I had such great plans!!! I was going to come to the Cook out and then hit the pet Co on my way home fro the $1 a gallon sale :x Now I will be in class all day and I am sure I will be too tired at the end to go to the store. and I will miss out on getting together with friends  

That's twice now.

I am persistent though- so rest assured I will try again next time :wink:


----------



## Frognut (Jan 31, 2005)

I will be driving down. I will bring a few things I have been working on (Plants)


----------



## divingne1 (Mar 21, 2008)

That is awesome Scott. We will see you two there.
Candy


----------



## Leucs2008 (Mar 8, 2008)

See everyone tomorrow!


----------



## Leucs2008 (Mar 8, 2008)

My Surinam Cobalt just died.  We had noticed she was starting to look thin but I kept seeing her eat.
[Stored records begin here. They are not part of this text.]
PR #4589, opened 2020-07-29
Mobx always breadcrumbs

soyarsauce:
### What this PR does

Fixes https://github.com/TerriaJS/terriajs/issues/4169

Currently breadcrumbs only show when you are doing a data search.
This does 2 things:
- makes them always shown
- fixes it so when you click on its parents, it opens up that item in the catalog

### Checklist

### DIFF
--- a/lib/ReactViews/Search/Breadcrumbs.jsx
+++ b/lib/ReactViews/Search/Breadcrumbs.jsx
@@ -53,7 +53,6 @@ class Breadcrumbs extends React.Component {
       // Note: should it reset the text if a person deletes current search and starts a new search?
       <Box
         left
-        // styledHeight={"32px"}
         styledMinHeight={"32px"}
         fullWidth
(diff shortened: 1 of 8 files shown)


lib/ReactViews/Search/Breadcrumbs.jsx
```diff
@@ -53,47 +53,61 @@ class Breadcrumbs extends React.Component {
       // Note: should it reset the text if a person deletes current search and starts a new search?
       <Box
         left
-        styledHeight={"32px"}
+        // styledHeight={"32px"}
+        styledMinHeight={"32px"}
```
reginapramesti: Great idea! I like the use of min height so the height is adjusted when it wraps to the next line - probs just remove the commented out `styledHeight`?

reginapramesti (approved):
Looks good to me! I'd just remove the commented out stuff, but shouldn't need another round of review 👍

PR #705, opened 2018-08-01
Add Press worker processes

pumazi:
This adds configuration for Celery worker processes that work for the Press service. The settings for this work are in #704

The first portion of this is in #703 . Feel free to close that if you can read this one given the moves and all.


roles/press_common/tasks/main.yml
```diff
@@ -0,0 +1,168 @@
...
+# +++
+# Prerequisites
+# +++
+
+- name: install system level dependencies
+  become: yes
+  apt:
+    name: "{{ item }}"
+    state: present
+  with_items:
```
dtwilliamson: build tools? can't whatever be built once elsewhere and a resulting package installed instead?

roles/press_common/tasks/main.yml
```diff
@@ -0,0 +1,168 @@
...
+  file:
+    path: "/var/cnx/apps"
+    state: directory
+    recurse: yes
+    owner: www-data
+
+- name: checkout codebase
+  become: yes
+  become_user: www-data
+  git:
```
dtwilliamson: See previous comment

roles/press_common/tasks/main.yml
pumazi: This is existing logic that has been moved. I'm not opposed to discussing that at another time though. 😸

roles/press_worker/templates/etc/supervisor/conf.d/press_celery_workers.conf
```diff
@@ -0,0 +1,12 @@
+{% for i in range(0, hostvars[inventory_hostname].press_worker_count|default(1), 1) %}
```
Dantemss: Isn't a default of 1 a little small? Especially if the tasks can take a really long time.

pumazi: None of the currently implemented task will take a long time. Shouldn't take but 1-2sec max.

I swear my male looks sad. You think its just in my head?


----------



## divingne1 (Mar 21, 2008)

OHHH NOOO. I am so sorry to hear about your cobalt.  
Candy


----------



## CHuempfner (Apr 27, 2008)

OH MAN!! That is really sad! I felt horrible when my male imi died because I felt like my female missed him. She didn't and was happy to be getting more food within 1 day!
Scott, I am glad to get to meet you! 
See everyone tomorrow! I will be a little late. Probably around 2pm. 
Crystal


----------



## Frognut (Jan 31, 2005)

we think we will get there around 3


----------



## Leucs2008 (Mar 8, 2008)

I bet you guys had lots of fun.   Sorry I missed it.


----------



## divingne1 (Mar 21, 2008)

Here are some photos from the cookout.
Mr. & Miss CHuempfner








Mr. Joshchan








Miss Dogsandfrogs & little Dogsandfrogs








Mr. & Mrs. Frognut








Standing - CHuempfner, Joshchan,Frognut
Sitting - Dogsandfrogs, me, Little Dogsandfrogs, Mrs. Frognut
Lapdog - Boscha








Candy


----------



## bgmike64 (Mar 16, 2008)

Wow, sorry I missed it!!


----------